In virtù di tali considerazioni, sarebbe auspicabile che il fisioterapista impegnato nel percorso di cura del paziente affetto da LE calibrasse il proprio intervento riabilitativo sulla base delle caratteristiche cliniche che maggiormente si associano a rischio di prognosi positiva o negativa. L’approccio dovrebbe allinearsi gradualmente alla teoria della gestione del dolore cronico/persistente per quei soggetti esposti ad un elevato rischio di prognosi negativa (dolore concomitante a collo e/o spalla, gesti manuali lavorativi ripetitivi, iperalgesia), possibilmente investendo su interventi educazionale e collaborando con altri specialisti.

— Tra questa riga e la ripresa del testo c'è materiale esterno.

PR #2141, opened 2019-03-06
fix(w3c/style): w3c style must be last when exporting

### LINKED ISSUE #2140: respec-highlight style sheet should appear before the W3C TR stylesheet
## Important info

* URL to affected spec: https://w3c.github.io/performance-timeline/
* ReSpec version: 24.4.0

## Description of problem

The W3C TR style sheet is no longer the last one to appear in html/head. The respec-highlight inline style sheet "github.com style" appears (race condition?) after the TR style sheet.

[[
  👎 Error code “last”.
      ⮡ cf https://www.w3.org/pubrules/doc/rules/?profile=WD#lastStylesheet
]]
https://lists.w3.org/Archives/Public/public-tr-notifications/2019Mar/0014.html

But what I was expecting?:

The W3C TR style sheet appears as the last style in html/head.

Optional, steps to reproduce:
 1. Open https://w3c.github.io/performance-timeline/
2. Go in the DOM inspector and note that there is a style element after the <link rel=stylesheet href='...W3C-ED'

Or use the spec-generator
  https://labs.w3.org/spec-generator/?type=respec&url=https://w3c.github.io/performance-timeline/?specStatus=WD&shortName=performance-timeline

marcoscaceres:
fixes #2140 

@saschanaz I had trouble testing this and I'm bit short on time today 😭 - but need to get this out as it's blocking publications 🔥. I've manually confirmed that it works tho. 

screenshot 2019-03-06 14 44 54

The problem I encountered is that the `pubsubhub` exports seem to be different in the test suite. That is, everything works fine, but when ReSpec tries to `pub("beforesave")` all the subscriptions have vanished. It's very strange. 

CC @sidvishnoi ... maybe encountered the same issue when he wrote this module?

### DIFF
--- a/src/w3c/style.js
+++ b/src/w3c/style.js
@@ -103,6 +103,15 @@ if (!document.head.querySelector("meta[name=viewport]")) {
 
 document.head.prepend(elements);
 
+function styleMover(linkURL) {
+  return exportDoc => {
+    const w3cStyle = exportDoc.querySelector(`head link[href="${linkURL}"]`);
+    exportDoc
+      .querySelector("head")
+      .insertAdjacentElement("beforeend", w3cStyle);
+  };
+}
+
 export function run(conf) {
   if (!conf.specStatus) {
     const warn = "`respecConfig.specStatus` missing. Defaulting to 'base'.";
@@ -156,6 +165,8 @@ export function run(conf) {
   }
   const finalVersionPath = version ? `${version}/` : "";
   const finalStyleURL = `https://www.w3.org/StyleSheets/TR/${finalVersionPath}${styleFile}`;
-
   linkCSS(document, finalStyleURL);
+  // Make sure the W3C stylesheet is the last stylesheet, as required by W3C Pub Rules.
+  const moveStyle = styleMover(finalStyleURL);
+  sub("beforesave", moveStyle);
 }


marcoscaceres:
For references, this would be the test
```JS
  it("moves the W3C style sheet to be last thing in documents head", async () => {
    ops.body = `
      <!-- add WebIDL style -->
      <pre class="idl">
        interface Foo {};
      </pre>
      <!-- add examples and hljs styles -->
      <pre class="example js">
        function Foo(){};
      </pre>`;
    const doc = await getExportedDoc(ops);
    const head = doc.querySelector("head");
    expect(head.lastElementChild.href).toBe(
      "https://www.w3.org/StyleSheets/TR/2016/W3C-ED"
    );
  });
```

saschanaz:
Moving is okay, but how about using `insertBefore(ghCss, doc.head.lastElementChild)` in the highlighter module?

marcoscaceres:
> Moving is okay, but how about using insertBefore(ghCss, doc.head.lastElementChild) in the highlighter module?

marcoscaceres:
> Moving is okay, but how about using insertBefore(ghCss, doc.head.lastElementChild) in the highlighter module?

I'm worried about having to adjust things on a per module basis... I'd rather do the re-organization on cleanup, tbh. 

The other thing is that the ordering requirement from the w3c is a bug. We've been pushing them to get rid of that requirement.

saschanaz:
That's reasonable.

>The problem I encountered is that the pubsubhub exports seem to be different in the test suite. That is, everything works fine, but when ReSpec tries to pub("beforesave") all the subscriptions have vanished. It's very strange.

I'm yet to debug this but how did you confirm that?

marcoscaceres:
I'll send a PR with the test in a new branch and a debug statement.

PR #2142, opened 2019-03-06
Badness

marcoscaceres:
Closes #2141

### DIFF
--- a/src/core/exporter.js
+++ b/src/core/exporter.js
@@ -86,6 +86,8 @@ function cleanup(cloneDoc) {
 
   insertions.appendChild(metaGenerator);
   head.prepend(insertions);
+  console.log("BEFORE SAVE");
+  debugger;
   pub("beforesave", documentElement);
 }
 
--- a/src/core/exporter.js
+++ b/src/core/exporter.js
@@ -87,6 +87,7 @@ function cleanup(cloneDoc) {
   insertions.appendChild(metaGenerator);
   head.prepend(insertions);
   console.log("BEFORE SAVE");
+  // eslint-disable-next-line no-debugger
   debugger;
   pub("beforesave", documentElement);
 }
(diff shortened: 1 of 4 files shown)


src/core/exporter.js
```diff
@@ -86,6 +86,8 @@ function cleanup(cloneDoc) {
 
   insertions.appendChild(metaGenerator);
   head.prepend(insertions);
+  console.log("BEFORE SAVE");
+  debugger;
```
marcoscaceres: Stepping here will jump into pubsubhub... and checking `subscriptions` shows that that all the subscriptions have vanished :(

marcoscaceres: I think for whatever reason, this `pubsubhub` export must be different from the document's one... but I honestly don't know.

saschanaz: image

I can see them alive? 🤔

marcoscaceres: Seems to happen in the test harness. If you run Karma, the test fails (for me at least).

marcoscaceres:
No way???? What was the bug???

saschanaz:
I replaced `require()` with `doc.defaultView.require()`. I thought "What would it even mean when the function is from the parent document and the actual document element is from an iframe?", but I'm still trying to understand why it fixes the problem 🤔

marcoscaceres:
Different realms?

marcoscaceres:
Also, if you agree, I’d like to get this out as it’s going to affect the ability for people to automatically publish at the w3c.

saschanaz:
I think I got it.

1. The modules from the parent document are the raw modules that haven't `run()`, so naturally its `pubhubsub` will get no subscriptions.
2. The previous code was `pub()`ing to the parent document.
3. So nothing happens 😁

marcoscaceres:
Ok, that makes sense. Really appreciate you digging into this!

PR #2148, opened 2019-03-09
fix(w3c/conformance): always emit an end event

### LINKED ISSUE #2147: w3c/conformance end event is not being published in ARIA spec
## Important info

* URL to affected spec: https://w3c.github.io/aria/
* ReSpec version: Click the ReSpec pill (e.g., 20.0.1): 24.4.4
* [] I did a "hard refresh", but it's still busted. 
(not sure what this means)

## Description of problem

ARIA specific scripts are not running. 
For example https://github.com/w3c/aria/blob/master/common/script/aria.js - the events end and end-all do not seem to be called.

But what I was expecting?:
The end and end-all events to fire and the script to run

saschanaz:
Also fixed a problem where `makeRSDoc()` doesn't run inline `<script>` because of timing problem. (ReSpec typically waits until all DOM elements including inline `<script>` load, but currently `makeRSDoc` inserts ReSpec and scripts after the document load.)

Fixes #2147

### DIFF
--- a/tests/spec/core/examples-spec.js
+++ b/tests/spec/core/examples-spec.js
@@ -145,7 +145,7 @@ describe("Core — Examples", () => {
     const ops = makeStandardOps({}, body);
     const doc = await makeRSDoc(ops);
     const mybutton = doc.getElementById("mybutton");
-    expect(mybutton.onclick).toBeDefined();
+    expect(mybutton.onclick).toBeTruthy();
   });
 });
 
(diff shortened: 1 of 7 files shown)


tests/spec/core/examples-spec.js
```diff
@@ -145,7 +145,7 @@ describe("Core — Examples", () => {
     const ops = makeStandardOps({}, body);
     const doc = await makeRSDoc(ops);
     const mybutton = doc.getElementById("mybutton");
-    expect(mybutton.onclick).toBeDefined();
```
saschanaz: This didn't really work as `toBeDefined()` is effectively `not.toBeUndefined()` 😅

PR #2149, opened 2019-03-12
feat(tools/builder): add debug mode

saschanaz:
`npm run build:respec-w3c-common -- --debug` emits an unoptimized result.


marcoscaceres:
We need to figure out a workflow that uses this. We should also consider just shipping the unminified debug version. Running `npm test` should do this for us.

marcoscaceres:
We should also migrate SpecHelper.js to use this. Then RequireJS won’t be needed anymore for the tests.

PR #3409, opened 2021-03-27
experiment: try to get line number of errors

sidvishnoi:
By adding a special comment at the end of each line as a pre-process step (in Node, not respec), we can estimate the location of error in source, which can be very useful in CI. For every element, we can find the "nearest" (with some heuristics) HTML comment matching that pattern and we'll get access to line number.

- Does anyone know of a way to add such comments? We want to skip `<style>`, `<script>` and `<title>` elements for sure.
- `showError` can have error location hints, e.g., "at the end of element", "at the start of element", "at line N in this element" (WebIDL.js already gives us last one).

https://user-images.githubusercontent.com/8426945/112732752-d1d61500-8f61-11eb-8d72-6c6d0318d3f9.mp4

### DIFF
--- a/examples/basic.commented.html
+++ b/examples/basic.commented.html
@@ -1,0 +1,117 @@
+<!DOCTYPE html><!-- respec-sourcemap#examples/basic.html:1 -->
+<html><!-- respec-sourcemap#examples/basic.html:2 -->
+  <head><!-- respec-sourcemap#examples/basic.html:3 -->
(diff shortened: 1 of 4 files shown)


marcoscaceres:
>  The solution probably involves using a parser like parse5 or htmlparser2, does anyone have some experience with them?

Not me, unfortunately.

lastthyme (approved):

PR #3410, opened 2021-03-28
refactor(tools/dev-server): add promisified KarmaServer

sidvishnoi:
Karma, as it should've been.
In preparation of unit test support...

### DIFF
--- a/tools/dev-server.js
+++ b/tools/dev-server.js
@@ -17,26 +17,23 @@ class KarmaServer {
   /**
    * @param {string} configFile
    * @param {string} [browser]
-   * @param {string} [grep]
    */
-  constructor(configFile, browser, grep) {
-    this._configFile = configFile;
-    this._browsers = browser ? [browser] : undefined;
-    this._grep = grep;
+  constructor(configFile, browser, grep = "") {
+    const browsers = browser ? [browser] : [];
+    this._karmaConfig = karma.config.parseConfig(configFile, {
+      browsers,
+      autoWatch: false,
+      port: KARMA_PORT,
+      logLevel: karma.constants.LOG_INFO,
+      client: {
+        args: ["--grep", grep || ""],
+      },
+      mochaReporter: { ignoreSkipped: true },
+    });
     this._isActive = null;
   }
 
   start() {
-    this._karmaConfig = karma.config.parseConfig(this._configFile, {
-      browsers: this._browsers,
-      autoWatch: false,
-      port: KARMA_PORT,
-      logLevel: karma.constants.LOG_WARN,
-      client: {
-        args: ["--grep", this._grep || ""],
-      },
-      mochaReporter: { ignoreSkipped: true },
-    });
     this.karmaServer = new karma.Server(this._karmaConfig);
     this.karmaServer.start();
     return new Promise(resolve =>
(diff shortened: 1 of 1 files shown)


tools/dev-server.js
```diff
@@ -13,34 +13,69 @@ const { Builder } = require("./builder");
...
 
+class KarmaServer {
+  /**
+   * @param {string} configFile
+   * @param {string} [browser]
+   * @param {string} [grep]
+   */
+  constructor(configFile, browser, grep) {
+    this._configFile = configFile;
+    this._browsers = browser ? [browser] : undefined;
```
marcoscaceres, line 24: Unless it conflicts with Karma, it might be better to use an empty array here instead of `undefined`.

tools/dev-server.js
```diff
@@ -13,34 +13,69 @@ const { Builder } = require("./builder");
...
+    this._grep = grep;
+    this._isActive = null;
+  }
+
+  start() {
+    this._karmaConfig = karma.config.parseConfig(this._configFile, {
```
marcoscaceres, line 30: is `parseConfig()` has no side effects, it might better to do this in the ctor.

tools/dev-server.js
```diff
@@ -13,34 +13,69 @@ const { Builder } = require("./builder");
...
+      mochaReporter: { ignoreSkipped: true },
+    });
+    this.karmaServer = new karma.Server(this._karmaConfig);
+    this.karmaServer.start();
+    return new Promise(resolve =>
+      this.karmaServer.once("browsers_ready", resolve)
+    );
+  }
+
+  async stop() {
```
marcoscaceres, line 47:
```suggestion
  stop() {
```

tools/dev-server.js
```diff
@@ -13,34 +13,69 @@ const { Builder } = require("./builder");
...
+    return new Promise(resolve =>
+      karma.stopper.stop(this._karmaConfig, code =>
```
marcoscaceres, line 49: Might want to add a comment here as to why we need the timeout (if known).

tools/dev-server.js
```diff
@@ -13,34 +13,69 @@ const { Builder } = require("./builder");
...
+        setTimeout(() => resolve(code), 0)
+      )
+    );
+  }
+
+  async run() {
+    if (this._isActive) return;
+    this._isActive = true;
+    karma.runner.run(this._karmaConfig, () => {});
+    await new Promise(res => this.karmaServer.once("run_complete", res));
```
marcoscaceres, line 59: Just for consistency...
```suggestion
    await new Promise(resolve => this.karmaServer.once("run_complete", resolve));
```

marcoscaceres (approved):
Few suggestions, but otherwise looks good 👍

tools/dev-server.js
```diff
@@ -13,34 +13,69 @@ const { Builder } = require("./builder");
 const KARMA_PORT = 9876;
 const SERVE_PORT = 5000;
 
+class KarmaServer {
+  /**
+   * @param {string} configFile
+   * @param {string} [browser]
+   * @param {string} [grep]
+   */
+  constructor(configFile, browser, grep) {
```
marcoscaceres, line 22:
```suggestion
  constructor(configFile, browser, grep = []) {
```

tools/dev-server.js
sidvishnoi: Good idea!

tools/dev-server.js
sidvishnoi: Realized late it was a mistake :sweat_smile: 
Undefined is important.

PR #3418, opened 2021-03-29
tests: support testing individual modules

sidvishnoi:
- Run unit tests before (current) integration tests.
- Convert `highlight-vars` test to unit test as an example.
- Update `npm start` to run both unit tests and integration tests.
- Update CI to run both tests.
- Extracted from https://github.com/w3c/respec/pull/3401


tests/unit/core/highlight-vars-spec.js
```diff
@@ -1,13 +1,14 @@
...
-
-// TODO: add tests:
-// - right colors are applied
+import { flushIframes, makePluginDoc } from "../SpecHelper.js";
 
 describe("Core - highlightVars", () => {
   afterAll(flushIframes);
-  const testBody = `
+
+  const plugins = ["/src/core/highlight-vars.js"];
```
sidvishnoi, line 8: Using absolute paths from /src as it gets a little better editor support (not including renaming)

tests/unit/SpecHelper.js
```diff
@@ -0,0 +1,88 @@
...
+  const html = `
+    <!DOCTYPE html>
+    <html lang="en">
+      <head>
+        ${head}
+        <script>
+          var respecConfig = ${JSON.stringify(config || {}, null, 2)};
+        </script>
+        <script type="module">
+          const plugins = ${JSON.stringify(plugins)};
```
marcoscaceres, line 24: Might be better to wrap this in a self-invoking  `async` and the sprinkle some `await`s around... it's hard to follow the logic around error handling as it currently is - and try/catch will be easier on the eyes.

tests/unit/SpecHelper.js
```diff
@@ -0,0 +1,88 @@
...
+        </script>
+      </head>
+      <body>${body}</body>
+    </html>
+  `;
+
+  return new Promise((resolve, reject) => {
+    const ifr = document.createElement("iframe");
+    const timeoutId = setTimeout(() => {
+      reject(new Error(`Timed out waiting.`));
```
marcoscaceres, line 51: We should probably make this error more descriptive.

tests/unit/SpecHelper.js
```diff
@@ -0,0 +1,88 @@
...
+    }, jasmine.DEFAULT_TIMEOUT_INTERVAL);
+    ifr.addEventListener("load", async () => {
```
marcoscaceres, line 53: It might be a good opportunity to refactor out the async function here to make this whole block a little smaller. Maybe curry it to take the `timeoutId`.

marcoscaceres (changes requested):

tests/unit/SpecHelper.js
```diff
@@ -0,0 +1,105 @@
...
+/**
+ * Create a doc for unit tests.
+ * @param {string[]} plugins Paths of plugins to load and run. Example: `/src/core/algorithms.js`
+ * @param {object} config JSON-serializable respecConfig object.
+ * @return {Promise<Document>}
+ */
+export function makePluginDoc(
+  plugins,
+  config = {},
+  { head = `<meta charset="UTF-8" />`, body = "" } = {}
```
marcoscaceres, line 13: Is there any case where meta charset should be overriden? We should probably keep it inline below and just ="" this default.

marcoscaceres (approved):
MUUUUUUCH nicer. Just a nit.

tests/unit/SpecHelper.js
sidvishnoi: the check-charset test is the only reason for its existence. Maybe can use null to override it, and undefined to use default?

PR #3425, opened 2021-03-30
refactor(tests/webidl): update legacy constructors + cleanup

marcoscaceres:
* Adds missing `[Exposed=*]` to interfaces, 
 * Updates to use inline constructors.
 * s/named constructors/LegacyFactoryFunction 
 * A bunch of random cleanup


tests/spec/core/webidl-spec.js
```diff
@@ -338,33 +344,46 @@ describe("Core - WebIDL", () => {
...
+    `;
+    const ops = makeStandardOps(null, body);
+    const doc = await makeRSDoc(ops);
+
+    const text = `
+[Exposed=Window]
+interface SuperStar {
+  constructor();
+  constructor(boolean bar, sequence<double> foo);
+};
```
saschanaz, line 365: I wonder we could dedupe this, currently `body` and `text` are quite duplicated.

marcoscaceres: It's a bit messy, because they are testing whitespace.

tests/spec/core/webidl-spec.js
```diff
@@ -69,11 +69,11 @@ describe("Core - WebIDL", () => {
     });
   });
 
-  describe("records", () => {
-    it("handles record types", async () => {
+  describe("dictionaries", () => {
```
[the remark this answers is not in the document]
marcoscaceres: Good point... the structure a whole for this file needs a cleanup. But will do that some other day.

tests/spec/core/webidl-spec.js
```diff
@@ -271,7 +273,12 @@ describe("Core - WebIDL", () => {
   it("should handle interfaces", () => {
     let target = doc.getElementById("if-basic");
     target.querySelector(".idlHeader").remove();
```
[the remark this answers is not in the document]
marcoscaceres: Good idea! done globally.

tests/spec/core/webidl-spec.js
```diff
@@ -69,26 +69,104 @@ describe("Core - WebIDL", () => {
...
   });
 
-  describe("records", () => {
-    it("handles record types", async () => {
-      const body = `
-        <section id="records">
-          <h2>Testing records</h2>
-          <pre class="idl">
-            dictionary Foo {
-              record&lt;DOMString, USVString> pass;
```
saschanaz, line 79: Now I see no test for records 👀

It would be easier to review if the constructor part and the cleanup part is splitted.

marcoscaceres: Yeah, I probably should have kept records - I thought those had been removed from IDL for some reason (wrong assumption). I'll add it back. 

As for the rest, I'm trying to get rid of WebIDL.html. It's full of errors and because of it's size (and because we never really look at it), it's not feasible to maintain.

tests/spec/core/webidl-spec.js
```diff
@@ -92,14 +92,116 @@ describe("Core - WebIDL", () => {
     });
   });
 
+  describe("dictionaries", () => {
```
saschanaz, line 95: Could this be moved back? Seems like an unneeded change.

marcoscaceres:
It might be nice in the future to structure the tests in the same way the IDL spec is structured. Will make it easier to keep things in sync and also gives a good indication of any missing things.

marcoscaceres:
going ahead and merging this, as it's been sitting for a while. Will try to do further cleanup when I find some time.

PR #3428, opened 2021-03-31
chore(ci/regressions): test respec-w3c differences across branches 

sidvishnoi:
This workflow finds the impact of changes in ReSpec on real-world specs. It's run on manual requests, to avoid wasting resources. It works as follows:
1. Build the W3C profile, and cache it (`actions/upload-artifact`) .
2. For each `matrix.source`:
   1. Process ReSpec document using the ReSpec script in the document, and write `before.html`.
   2. Process ReSpec document using the ReSpec script generated in Step 1 (thanks to https://github.com/w3c/respec/pull/2957), and write `after.html`.
   3. Compare before.html and after.html. If there is a difference, exit with error code to draw manual attention.

A sample workflow run is available at https://github.com/w3c/respec/actions/runs/704622451 (corresponding to https://github.com/w3c/respec/pull/3428/commits/4aff5e79edd1bcb3445b076f6e1fa09b7cde17f1)


.github/workflows/regressions.yml
```diff
@@ -0,0 +1,72 @@
...
+
+jobs:
+  build:
+    name: Build W3C profile
+    runs-on: ubuntu-latest
+    steps:
+      - uses: actions/checkout@v2
+      - uses: actions/setup-node@v1
+        with:
+          node-version: 12
```
marcoscaceres, line 17: so olde?

.github/workflows/regressions.yml
```diff
@@ -0,0 +1,72 @@
...
+  test:
+    name: Diff ${{ matrix.source }}
+    runs-on: ubuntu-latest
+    needs: build
+    strategy:
+      matrix:
+        source:
+          - https://w3c.github.io/manifest/
+          - https://w3c.github.io/payment-request/
+          - https://w3c.github.io/trace-context/
```
marcoscaceres, line 42: maybe https://w3c.github.io/screen-wake-lock/ instead... at it's one that we control?

marcoscaceres: You can probably add geolocation too and maybe push API... they might be good as they don't change very much.

.github/workflows/regressions.yml
```diff
@@ -0,0 +1,72 @@
...
+        with:
+          name: builds
+          path: ./builds/
+      - run: git status
+      - run: node ./tools/respec2html ${{ matrix.source }} before.html -t 30 --verbose
+      - run: node ./tools/respec2html ${{ matrix.source }} after.html -t 30 --verbose --use-local
+      - name: Install git-delta # prettier git diff
+        run: |
+          set -v
+          wget -q -O delta.tar.gz https://github.com/dandavison/delta/releases/download/0.7.1/delta-0.7.1-x86_64-unknown-linux-gnu.tar.gz
```
marcoscaceres, line 64: wonder if this versioned software will become a problem to maintain? Probably not... just a thought.

marcoscaceres (approved):
Few little questions mostly... but looks good. 

I'm a bit worried that we are following a moving target though... maybe we want a fake "kitchen sink" spec that tests a whole bunch of things... that might allow us to catch more errors in practice.

.github/workflows/regressions.yml
sidvishnoi: I was thinking of converting it into a separate GitHub action, which I can update as needed.
`cargo install` took ~4min, so had to use a pre-compiled binary.

.github/workflows/regressions.yml
sidvishnoi: Using v12 everywhere else and I think spec-generator is on v12 also. So, should move all of them together. Breaking change?
Node v12 goes into maintenance 2020-11-30 FWIW.

.github/workflows/regressions.yml
sidvishnoi: Not changing much is not a concern, as we're diffing the live spec with different respec versions.

sidvishnoi:
> I'm a bit worried that we are following a moving target though

Do want to clarify that we'll run regression test on PR branches manually, when we feel like something in the spec might break.
Also, as tests will run on live spec using two different ReSpec versions, at almost same time, it's not much of a moving target.

.github/workflows/regressions.yml
sidvishnoi: `trace-context` is good for testing as it makes extensive use of `data-include="file.md" data-include-format='markdown'`.

.github/workflows/regressions.yml
marcoscaceres: We should be tied to LTS instead (everywhere)... 12 seems way too limiting.

.github/workflows/regressions.yml
marcoscaceres: true... though we really can't assure the quality of that document.

marcoscaceres:
> Might be better to test the actual practice instead of trying to copy practice in kitchen sink test?

Tradeoffs... happy to try this out for now and see how we go.

.github/workflows/regressions.yml
sidvishnoi: It's important to observe usage in the wild than in controlled environment.

marcoscaceres: Can't argue with that :)

.github/workflows/regressions.yml
marcoscaceres: Ok, but time taken on Ci shouldn't be an issue right? That's the "cost of doing business".

sidvishnoi: No issues now as I've moved this into a separate GitHub action. It takes 1s to install rather than 4min.

image

.github/workflows/regressions.yml
sidvishnoi: Started https://github.com/w3c/respec/pull/3450

.github/workflows/regressions.yml
marcoscaceres: Your meme game is strong, Padawan.

PR #3450, opened 2021-04-12
fix(package): use node v14, npm v6

sidvishnoi:


package.json
```diff
@@ -4,8 +4,8 @@
   "license": "W3C",
   "description": "A technical specification pre-processor.",
   "engines": {
-    "node": ">=10",
-    "npm": ">=5"
+    "node": ">=14",
+    "npm": ">=6"
```
sidvishnoi, line 8: Should we use npm 7 now? Seems mainstream now.

package.json
```diff
@@ -4,8 +4,8 @@
   "license": "W3C",
   "description": "A technical specification pre-processor.",
   "engines": {
-    "node": ">=10",
-    "npm": ">=5"
+    "node": ">=14",
```
marcoscaceres, line 7: I don't think the code would have run on 10... so this is a bug  fix.... but!!!!

package.json
marcoscaceres: Yeah, and this would be the breaking change.

marcoscaceres (approved):

marcoscaceres (approved):

PR #3451, opened 2021-04-12
refactor(core/linter/check-internal-slots): run as regular plugin

sidvishnoi:


profiles/w3c.js
```diff
@@ -66,6 +66,7 @@ const modules = [
   import("../src/core/custom-elements/index.js"),
   /* Linters must be the last thing to run */
   import("../src/core/linter-rules/check-charset.js"),
+  import("../src/core/linter-rules/check-internal-slots.js"),
```
sidvishnoi, line 69: Enabling on in w3c profile. Not sure if it's used anywhere though (disabled by default).

marcoscaceres: Agree.

marcoscaceres (approved):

L’attuale gap presente in letteratura scientifica è l’effetto di una somma di variabili di trattamento potenzialmente confondenti. Le caratteristiche cliniche peculiari ed il fenotipo pato-fisiologico possono modificare pesantemente gli effetti del trattamento. 
Per questo motivo l’epicondilalgia laterale di gomito rimane una condizione tendinopatica dall’eziologia complessa che deve spingere i migliori ed esperti fisioterapisti ad utilizzare un approccio fondato sul ragionamento clinico, con la consapevolezza che il trattamento conservativo rappresenta la BEST PRACTICE.